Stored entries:
PR #737, opened 2026-09-16
Constraint json on Ruby 3.1 and upgrade multi_json

vinistock:
JSON 3 has some breaking changes that affect `multi_json`, which are fixed in the newest release of `multi_json`. However, the latest `multi_json` has a >= 3.2 Ruby version requirement and this gem still supports Ruby 3.1.

I added a new Gemfile constraint to make sure that in Ruby 3.1, we don't try to use JSON 3 since we can't use the latest `multi_json`. For newer versions, I just upgraded `multi_json`, which required upgrading `mysql2` as well.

▸ Brief
Your answer must be the full set of entries, copied exactly.

▸ Answer section
PR #737, opened 2026-09-16
Constraint json on Ruby 3.1 and upgrade multi_json

vinistock:
JSON 3 has some breaking changes that affect `multi_json`, which are fixed in the newest release of `multi_json`. However, the latest `multi_json` has a >= 3.2 Ruby version requirement and this gem still supports Ruby 3.1.

I added a new Gemfile constraint to make sure that in Ruby 3.1, we don't try to use JSON 3 since we can't use the latest `multi_json`. For newer versions, I just upgraded `multi_json`, which required upgrading `mysql2` as well.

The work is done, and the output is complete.